- _WHAT THIS TASK INVOLVES_
Every line from the one with "Issue #653, opened 2016-01-25" to the one with "It seems to", including those two, is to be copied exactly; all other lines of the entries below are left out.

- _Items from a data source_
────────────────

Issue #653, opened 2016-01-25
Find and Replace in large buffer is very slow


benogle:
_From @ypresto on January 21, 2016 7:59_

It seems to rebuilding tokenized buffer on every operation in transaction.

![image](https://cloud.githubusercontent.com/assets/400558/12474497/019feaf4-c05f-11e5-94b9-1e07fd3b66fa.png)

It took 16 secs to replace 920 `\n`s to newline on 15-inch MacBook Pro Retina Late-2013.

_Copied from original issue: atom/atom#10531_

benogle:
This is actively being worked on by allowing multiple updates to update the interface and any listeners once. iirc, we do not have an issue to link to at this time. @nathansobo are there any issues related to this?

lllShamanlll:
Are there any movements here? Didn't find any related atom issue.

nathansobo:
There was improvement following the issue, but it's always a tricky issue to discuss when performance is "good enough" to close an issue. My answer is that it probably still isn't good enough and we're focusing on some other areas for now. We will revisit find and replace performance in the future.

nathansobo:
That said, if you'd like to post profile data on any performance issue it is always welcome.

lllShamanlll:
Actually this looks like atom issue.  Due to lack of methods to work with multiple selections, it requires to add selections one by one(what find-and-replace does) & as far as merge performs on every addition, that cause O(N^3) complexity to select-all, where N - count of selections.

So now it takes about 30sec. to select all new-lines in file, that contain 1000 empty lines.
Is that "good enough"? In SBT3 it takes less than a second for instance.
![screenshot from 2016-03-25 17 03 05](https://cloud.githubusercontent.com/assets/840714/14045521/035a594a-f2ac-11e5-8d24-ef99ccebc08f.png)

────────────────

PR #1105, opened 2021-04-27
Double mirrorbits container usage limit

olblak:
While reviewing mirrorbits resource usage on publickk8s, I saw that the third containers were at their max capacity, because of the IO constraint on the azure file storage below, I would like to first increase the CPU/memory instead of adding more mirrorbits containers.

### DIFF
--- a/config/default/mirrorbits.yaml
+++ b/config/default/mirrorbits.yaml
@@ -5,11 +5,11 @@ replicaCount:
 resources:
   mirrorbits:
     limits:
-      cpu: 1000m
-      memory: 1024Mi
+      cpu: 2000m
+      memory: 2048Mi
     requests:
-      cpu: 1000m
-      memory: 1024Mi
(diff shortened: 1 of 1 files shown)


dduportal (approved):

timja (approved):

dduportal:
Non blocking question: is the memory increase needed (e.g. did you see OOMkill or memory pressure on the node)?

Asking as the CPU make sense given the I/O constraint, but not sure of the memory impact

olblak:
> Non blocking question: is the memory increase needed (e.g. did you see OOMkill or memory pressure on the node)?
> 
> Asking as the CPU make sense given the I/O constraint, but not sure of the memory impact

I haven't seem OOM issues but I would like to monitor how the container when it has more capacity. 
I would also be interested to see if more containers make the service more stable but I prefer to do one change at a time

────────────────

- _SOLUTION FOR THIS PROBLEM_
Issue #653, opened 2016-01-25
Find and Replace in large buffer is very slow


benogle:
_From @ypresto on January 21, 2016 7:59_

It seems to rebuilding tokenized buffer on every operation in transaction.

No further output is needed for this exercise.